Marianne Williamson (born July 8, 1952)is a spiritual activist, author, lecturer and founder of The Peace Alliance, a grass roots campaign supporting legislation currently before Congress to establish a United States Department of Peace. She is also the founder of Project Angel Food, a meals-on-wheels program that serves homebound people with AIDS in the Los Angeles area.
She has published ten books, including four New York Times #1 bestsellers.
Title: A Course in Weight Loss: 21 Spiritual Lessons for Surrendering Your Weight Forever
Author: Marianne Williamson
Publisher: Hayhouse Inc, 2010
Pages: 299 pages
Original Language:English
Firstly let me say that I read this book as an atheist. I didn't know it was written from a christian viewpoint, but I am open to "spiritual" stuff in general so once I realized it I kept listening anyway. I recently enjoyed a selfhelp book by the Dalai Lama even though I don't agree with him on many points, I still found it to be true in a lot of places.
So why is this book so bad?
Firstly, the title is completely misleading. This is not about weightloss, it's aimed at people who have trouble compulsively overeating. Seeing as how 90% of women want to lose weight but only a fraction of these overeat compulsively "a course to beat overeating" probably wouldn't have sold as well, I get it.

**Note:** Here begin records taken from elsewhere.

PR #2119, opened 2019-03-20
Fix 80121

lola27:


src/app/helptext/system/ssh-keypairs.ts
```diff
@@ -0,0 +1,14 @@
+import { T } from '../../translate-marker';
+
+export default {
+    name_placeholder: T('Name'),
+    name_tooltip: T(''),
+
+    private_key_placeholder: T('Private Key'),
+    private_key_tooltip: T(''),
```
wblock: Will the private key be visible after generation?
```suggestion
    private_key_tooltip: T('See <i>Public key authentication</i> in <a href="https://www.freebsd.org/cgi/man.cgi?query=ssh" target="_blank">SSH/Authentication</a>.'),
```

src/app/helptext/system/ssh-keypairs.ts
```diff
@@ -0,0 +1,14 @@
...
+
+    public_key_placeholder: T('Public Key'),
+    public_key_tooltip: T(''),
```
wblock:
```suggestion
    public_key_tooltip: T('See <i>Public key authentication</i> in <a href="https://www.freebsd.org/cgi/man.cgi?query=ssh" target="_blank">SSH/Authentication</a>.'),
```

src/app/pages/system/ssh-keypairs/ssh-keypairs-form/ssh-keypairs-form.component.ts
```diff
@@ -0,0 +1,107 @@
+import { Component } from '@angular/core';
```
wblock: Why are these "keypairs" going in System--aren't they for replications?  For that matter, why are we calling them "keypairs" and not "Known Hosts" or some other clearer term?

src/app/helptext/system/ssh-keypairs.ts
lola27: @wblock yes. the private key is visible.

src/app/pages/system/ssh-keypairs/ssh-keypairs-form/ssh-keypairs-form.component.ts
william-gr: Because Key pairs is not the same as Known Hosts, completely different things.

They are for replications but they could eventually be used by some other subsystem, so they are shared instead of repeating the same thing for all. (I would be OK if UI want to restrict it to replication screen for now and abstract it away).

wblock: The problem is that this is being seen as SSH only.  There are other authentication methods, and we should plan for those being used eventually even if it is not possible now.  SSH is just a special case.  The "keypair" term does not suggest that this is really a way of defining a known remote host and the authentication for it.

william-gr: Known Remote Host is not how SSH authentication works, you should read on that a bit.

You seem to have terms confused.

wblock: I am not using the term Known Hosts as it is used by SSH.  The mistake is in thinking that this should be SSH-specific.  Corral used the term Peers, which is also terrible, but perhaps that will clarify.  The idea is that there is a list of predefined systems with pre-entered authentication information.  It might be SSH, it could be something else, and we should not box ourselves into a corner by making it SSH-specific.

william-gr: This one specifically is exclusive for SSH authentication.

PR #2120, opened 2019-03-21
Fix 79995 master

dkmullen:
Ticket: #79995
Fixes color issues on date picker that were especially bad on the hi-contrast theme. Also improves the calendar's display on Firefox.


erinix:
It looks better but I notice the month April still looks a little funky
april

PR #2127, opened 2019-03-27
Fix 74902 - Network Interfaces Rewrite with TrueNAS features

erinix:


src/app/helptext/network/interfaces/interfaces-form.ts
```diff
@@ -60,4 +56,65 @@ alias_netmaskbit6_tooltip : T('Select the prefix length used on the network.'),
 delete_placeholder6: T('Delete'),
 delete_tooltip6: T('Set to delete this alias.'),
 
+bridge_members_placeholder: T('Bridge Members'),
+bridge_members_tooltip: T(''),
```
Mrt134: From FreeBSD documentation:

"Network interfaces to include in the bridge."

src/app/helptext/network/interfaces/interfaces-form.ts
```diff
@@ -60,4 +56,65 @@ alias_netmaskbit6_tooltip : T('Select the prefix length used on the network.'),
...
+
+failover_critical_placeholder: T('Failover Critical'),
+failover_critical_tooltip: T(''),
```
Mrt134: From TrueNAS Guide "Interface Configuration Settings" table:

"Set this interface as critical. This allows logging in to the web interface available at the Virtual IP address after a failover. Warning: At least one interface must have this option set or the web interface will become unavailable. This can also be set when configuring network interfaces in the Console Setup Menu."

src/app/helptext/network/interfaces/interfaces-form.ts
```diff
@@ -60,4 +56,65 @@ alias_netmaskbit6_tooltip : T('Select the prefix length used on the network.'),
...
+
+failover_group_placeholder: T('Failover Group'),
+failover_group_tooltip: T(''),
```
Mrt134: From TrueNAS Guide "Failover" section:

"Combine multiple critical interfaces into a single Failover group. All interfaces in the group must fail before triggering a failover."

src/app/helptext/network/interfaces/interfaces-form.ts
```diff
@@ -60,4 +56,65 @@ alias_netmaskbit6_tooltip : T('Select the prefix length used on the network.'),
...
+
+failover_vhid_placeholder: T('Failover VHID'),
+failover_vhid_tooltip: T(''),
```
Mrt134: From TrueNAS Guide "Failover" section:

"Virtual Host ID for the failover interface". Must be unique on the broadcast segment of the network. Can be any unused number between <i>1</i> and <i>255</i>."

src/app/helptext/network/interfaces/interfaces-form.ts
```diff
@@ -60,4 +56,65 @@ alias_netmaskbit6_tooltip : T('Select the prefix length used on the network.'),
...
+
+failover_alias_address_placeholder: T('Failover Alias'),
+failover_alias_address_tooltip: T(''),
```
Mrt134: From TrueNAS Guide "Failover" section:

"IPv4 address to use for the failover interface. Set a manual address here if DHCP will not be used."

src/app/helptext/network/interfaces/interfaces-form.ts
```diff
@@ -60,4 +56,65 @@ alias_netmaskbit6_tooltip : T('Select the prefix length used on the network.'),
...
+
+failover_virtual_alias_address_placeholder: T('Failover Virtual Alias'),
+failover_virtual_alias_address_tooltip: T(''),
```
Mrt134: From TrueNAS Guide "Failover" section:

"IP Address used for administrative access to this array."

william-gr: We should probably call IPs in the UI.

This is the same as Virtual IP in legacy UI, its the CARP address (shared between nodes)

src/app/helptext/network/interfaces/interfaces-form.ts
william-gr: Should probably call IPs.

These are the IPs of the controller 2/B.

erinix: These fields are able to take either IPv4 or IPv6 with the new page

william-gr: The backend does not really support IPv6 for failover yet ;) It may accept but does not work

src/app/helptext/network/interfaces/interfaces-form.ts
```diff
@@ -1,7 +1,16 @@
 import { T } from '../../../translate-marker';
 import { Validators } from '@angular/forms';
+import { rangeValidator } from '../../../pages/common/entity/entity-form/validators/range-validation';
 
 export default {
+int_type_placeholder: T('Type'),
+int_type_tooltip: T(''),
```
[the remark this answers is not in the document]
erinix: "Often used with Jails or Virtual Machines.", I believe this wording only applies to bridges iirc.

src/app/helptext/network/interfaces/interfaces-form.ts
erinix: Ah :)

src/app/helptext/network/interfaces/interfaces-form.ts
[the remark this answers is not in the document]
william-gr: Yes, VLAN are used to isolate networks, nut necessarily related to jails or vms.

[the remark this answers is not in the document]
william-gr: Actually very rarely used in them.

william-gr:
I am not seeing how you actually manage the interfaces changes here.

Calling interface.create does not actually create the interface, only queues it up.

You have to call interface.commit to apply then and after that interface.checkin to confirm the changes were applied correctly otherwise they will be reverted.

src/app/components/common/topbar/topbar.component.ts
```diff
@@ -181,6 +183,23 @@ export class TopbarComponent implements OnInit, OnDestroy {
...
+  checkNetworkChangesPending() {
+    this.ws.call('interface.has_pending_changes').subscribe(res => {
+      this.pendingNetworkChanges = res;
+    });
+  }
+
+  showNetworkChangesPending() {
+    this.dialogService.confirm(
+      T("Pending Network Changes"),
+      T("You currently have uncommited network interface changes pending, go to the network interfaces section and review now?"),
```
wblock: Avoid using "you":
```suggestion
      T("There are uncommited network interface changes pending. Review them now?"),
```

src/app/helptext/network/interfaces/interfaces-list.ts
```diff
@@ -0,0 +1,16 @@
+import { T } from '../../../translate-marker';
+import { Validators } from '@angular/forms';
+import { rangeValidator } from '../../../pages/common/entity/entity-form/validators/range-validation';
+
+export default {
+pending_changes_text : T('You currently have pending network changes, do you wish to commit now?\
```
wblock: As above, avoid "you":
'There are uncommitted network changes. Commit them now?\\'

src/app/helptext/network/interfaces/interfaces-list.ts
```diff
@@ -0,0 +1,16 @@
...
+ Any changes that are not committed will be automatically rolled back.'),
```
wblock: 'Unsaved changes will be lost.'

src/app/helptext/network/interfaces/interfaces-list.ts
```diff
@@ -0,0 +1,16 @@
...
+commit_changes_title: T("Commit Network Changes"),
+commit_changes_warning: T("Do you wish commit your network changes?  Network connectivity will be interrupted."),
```
wblock: 'Commit network changes? Network connectivity will be interrupted.'

src/app/helptext/network/interfaces/interfaces-list.ts
```diff
@@ -0,0 +1,16 @@
...
+changes_saved_successfully: T("Network changes saved successfully"),
```
wblock: If this not a title, but is in a dialog, it should end in a period.

src/app/helptext/network/interfaces/interfaces-list.ts
```diff
@@ -0,0 +1,16 @@
...
+commit_button: T("Commit"),
+rollback_button: T("Rollback"),
```
wblock: I think these should be treated like other verbs: Roll Back

src/app/helptext/network/interfaces/interfaces-list.ts
```diff
@@ -0,0 +1,16 @@
...
+rollback_changes_title: T("Rollback Network Changes"),
```
wblock: 'Roll Back Network Changes'

src/app/helptext/network/interfaces/interfaces-list.ts
```diff
@@ -0,0 +1,16 @@
...
+rollback_changes_warning: T("Do you wish rollback your network changes?"),
```
wblock: 'Roll back network changes?'

Should we use the term "roll back", or just "Discard unsaved network changes?"

src/app/pages/network/interfaces/interfaces-list/interfaces-list.component.ts
```diff
@@ -22,6 +25,11 @@ export class InterfacesListComponent {
     message: T("Network connectivity will be interrupted. "),
   }
   protected hasDetails = true;
+  protected entityList: any;
+  protected checkChangesSubscription: any;
+  public hasPendingChanges = false;
+  pending_changes_text = T('You currently have pending network changes, do you wish to commit now?\
```
wblock: As above.  Isn't this a repeated string?

src/app/pages/network/interfaces/interfaces-list/interfaces-list.component.ts
```diff
@@ -1,55 +1,146 @@
...
+
+  commitPendingChanges() {
+    this.entityList.dialogService.confirm(
+      helptext.commit_changes_title,
+      helptext.commit_changes_warning,
+      false, helptext.commit_button).subscribe(confirm => {
+        if (confirm) {
+          this.entityList.loader.open();
+          this.entityList.loaderOpen = true;
+          this.ws.call('interface.commit').subscribe(res => {
```
william-gr: That method has a `checkin_timeout` option, it defaults to 60 seconds. It means if the user doesnt come back confirming the changes within that period it will get automatically rolled back.

We should mention that, or make it configurable.

erinix: I will add that :)

src/app/helptext/network/interfaces/interfaces-list.ts
erinix: I kind of like discard better

src/app/pages/network/interfaces/interfaces-list/interfaces-list.component.ts
erinix: That should be removed now and only in the helptext file

src/app/helptext/network/interfaces/interfaces-list.ts
erinix: I changed to Discard Network Changes as per your next comment

src/app/components/common/topbar/topbar.component.ts
```diff
@@ -188,16 +192,51 @@ export class TopbarComponent implements OnInit, OnDestroy {
...
+    );
+  }
+
+  showNetworkChangesPending() {
+    if (this.waitingNetworkCheckin) {
+      this.showNetworkCheckinWaiting();
+    } else {
+      this.dialogService.confirm(
+        T("Pending Network Changes"),
+        T("There are uncommited network interface changes pending.  Review them now?"),
```
wblock: 'There are unsaved network interface settings. Review them now?'

src/app/helptext/network/interfaces/interfaces-list.ts
```diff
@@ -13,4 +13,10 @@ rollback_button: T("Discard"),
 rollback_changes_title: T("Discard Network Changes"),
 rollback_changes_warning: T("Discard unsaved network changes?"),
 changes_rolled_back: T("Network changes discarded."),
+
+checkin_title: T("Network Changes Check-in"),
```
wblock: 'Save Network Settings'

src/app/helptext/network/interfaces/interfaces-list.ts
```diff
@@ -13,4 +13,10 @@ rollback_button: T("Discard"),
...
+checkin_message: T("Network changes have been applied, check in now?  Settings will be automatically discarded if not checked in."),
```
wblock: 'Network settings have been changed. These changes will be lost if not saved. Save them now?'

src/app/helptext/network/interfaces/interfaces-list.ts
```diff
@@ -13,4 +13,10 @@ rollback_button: T("Discard"),
...
+checkin_complete_title: T("Network Check-in Complete"),
```
wblock: 'Network Settings Saved'

src/app/helptext/network/interfaces/interfaces-list.ts
```diff
@@ -13,4 +13,10 @@ rollback_button: T("Discard"),
...
+checkin_complete_message: T("Network changes checked in successfully."),
```
wblock: 'Network setting changes have been saved.'

src/app/helptext/network/interfaces/interfaces-list.ts
```diff
@@ -13,4 +13,10 @@ rollback_button: T("Discard"),
...
+checkin_button: T('Check-in'),
```
wblock: 'Save Settings'

src/app/pages/network/interfaces/interfaces-list/interfaces-list.component.ts
```diff
@@ -29,7 +29,13 @@ export class InterfacesListComponent implements OnDestroy {
   protected entityList: any;
   protected checkChangesSubscription: any;
   public hasPendingChanges = false;
-  pending_changes_text: string; 
+  public checkinWaiting = false;
+  pending_changes_text: string;
+  pending_checkin_text: string;
+  checkin_text: string = T("Settings will revert ");
+  checkin_text_2: string = T(" seconds after commit if you do not check back in.");
```
wblock: How does this even work?  If someone saves changes ("commit"), that means keep them, do not revert.

erinix: Basically they are applied but not permanent until the check-in, kind of like graphics settings in some OSes, that way you don't risk locking yourself out of your box

src/app/helptext/network/interfaces/interfaces-form.ts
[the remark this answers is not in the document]
erinix: @wblock @william-gr @Mrt134  does "Choose the kind of interface. Bridge adds this interface as part of an existing network configuration. Link Aggregation combines multiple network connections into a single interface. A virtual LAN (VLAN) partitions and isolates a segment of the connection. "  work?  (Basically leave off the jails/virtual machines part?

src/app/helptext/network/interfaces/interfaces-form.ts
erinix: @wblock @william-gr this seems like a resonable tooltip label to me, what do you say?

src/app/helptext/network/interfaces/interfaces-form.ts
erinix: @wblock @william-gr this seems like a reasonable tooltip label to me, what do you say?

src/app/helptext/network/interfaces/interfaces-form.ts
erinix: @wblock @william-gr this seems like a reasonable tooltip label to me, what do you say?

src/app/helptext/network/interfaces/interfaces-form.ts
erinix: @wblock @william-gr this seems like a reasonable tooltip label to me, what do you say?

src/app/helptext/network/interfaces/interfaces-form.ts
erinix: how about we call it Failover Virtual IP Address @william-gr @wblock  (and perhaps just change the word Alias to IP Address on all fields that say Alias?)

erinix: The tooltip sounds fine to me though, what do you say @wblock

src/app/helptext/network/interfaces/interfaces-form.ts
erinix: Same for this one as below, "IP Address" instead of "Alias"? @wblock  @william-gr

src/app/helptext/network/interfaces/interfaces-form.ts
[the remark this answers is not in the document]
william-gr: "Bridge adds this interface as part of an existing network configuration." reads very strangely.

I would go with "Bridge creates a logical link between two or more networks."

src/app/helptext/network/interfaces/interfaces-form.ts
william-gr: yes

src/app/helptext/network/interfaces/interfaces-form.ts
william-gr: That option more importantly means that if the interface is preempted via VRRP protocol it will cause a failover.

src/app/helptext/network/interfaces/interfaces-form.ts
william-gr: yes

src/app/helptext/network/interfaces/interfaces-form.ts
william-gr: yes

src/app/helptext/network/interfaces/interfaces-form.ts
william-gr: yes

src/app/helptext/network/interfaces/interfaces-form.ts
william-gr: yes

william-gr: The intent if this Ip is not just to administrative access it, its the IP shared between the controllers.

src/app/helptext/network/interfaces/interfaces-form.ts
```diff
@@ -60,4 +56,65 @@ alias_netmaskbit6_tooltip : T('Select the prefix length used on the network.'),
...
+],
+
+lagg_interfaces_placeholder : T('Lagg Interfaces'),
+lagg_interfaces_tooltip : T('Select the interfaces to use in the aggregation.<br>\
+ Warning: Lagg creation fails if any of the selected\
+ interfaces have been manually configured.'),
+lagg_interfaces_validation : [ Validators.required ],
+
+mtu_placeholder: T('MTU'),
+mtu_tooltip: T(''),
```
wblock:
```suggestion
mtu_tooltip: T('Maximum Transmission Unit, the largest protocol data unit that can be communicated. The largest workable MTU size varies with network interfaces and equipment. *1500* and *9000* are standard Ethernet MTU sizes.'),
```

src/app/helptext/network/interfaces/interfaces-form.ts
william-gr: "If this interface is considered critical for failover it will cause a failover event in case it is preempted by the other controller via VRRP/CARP protocol and there arent other interfaces in that same failover group."

wblock:
@erinix @william-gr The MTU range limit is currently 68-9000.  However, some interfaces do not support 9000-byte MTUs, and some support more (em(4)). Fibre Channel is probably different, too.  I don't know if we can query the maximum MTU from the driver. The suggestion from Performance was to allow any value but warn the user if the value entered was not 1500 or 9000.

william-gr:
> @erinix @william-gr The MTU range limit is currently 68-9000. However, some interfaces do not support 9000-byte MTUs, and some support more (em(4)). Fibre Channel is probably different, too. I don't know if we can query the maximum MTU from the driver. The suggestion from Performance was to allow any value but warn the user if the value entered was not 1500 or 9000.

Warning sounds reasonable enough.

src/app/helptext/network/interfaces/interfaces-form.ts
```diff
@@ -60,4 +56,65 @@ alias_netmaskbit6_tooltip : T('Select the prefix length used on the network.'),
 delete_placeholder6: T('Delete'),
 delete_tooltip6: T('Set to delete this alias.'),
```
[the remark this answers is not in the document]
erinix: Lola has been working on a solution like that for jails, once she has that implemented I'll see about making that work here too (probably in a separate PR)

Really though, this is one of the PLUS points of this book: It does not focus on getting skinny much. It talks of eating unhealthy things your body does not want and being obsessed by the desire to overindulge and binge. Selfhelp books for this are much more applaudable than just another "get-to-size-0 now despite you being healthy and fine" books.
On the other hand, the book doesn't even mention the possibility that there are people who want to lose weight despite not being unhealthy and who are already in tune with their bodies. And there are many of those.
Now, the religious part. I could deal with the "prayers" she advises. I could deal with the constant direct appeal to God à la "Dear God, let me stop eating bad food and find inner peace, amen." I could even somehow manage to understand why it could help to constantly see yourself as one with God for inner Peace, if I changed the "God" to "universe" and "nature" it mostly still made sense. But still it annoyed me that it wasn't not only ignorant to atheist beliefs but also to any other religious belief.
The thing that flipped me off was that she, very literally, says that if you do not let god lead your way and if you do not pray to him daily there is no way to ever be happy, fulfilled and to stop overeating. Oh, sorry, but I'm pretty sure there are people who've managed to beat overeating without praying. Love? Yes, but selflove and love of and for other human beings, for the world, the universe, but not a bible-induced figure.
There are some practical things in there that make sense, but you can get that from any other self-help book. Really, this is only for the ignorant religious reader. And if you consider yourself an open-minded tolerant Christian yet found yourself enjoying the book, at which part you're being honest to yourself.
Plus, do you really want to build a shrine and put the book on there and have friends down with you and pray for your weightloss? Why not try other methods to get more comfortable with yourself and your body? And if you really have a problem with food and eating, there are much better selfhelp books out there.
Williamson seems like a nice enough woman but a very kooky religious freak nonetheless. I also had to laugh at the idea that there is scientific proof that praying for others helps them heal. In fact all I have found is a study that shows it's not true: "Praying for the sick does not help, study finds"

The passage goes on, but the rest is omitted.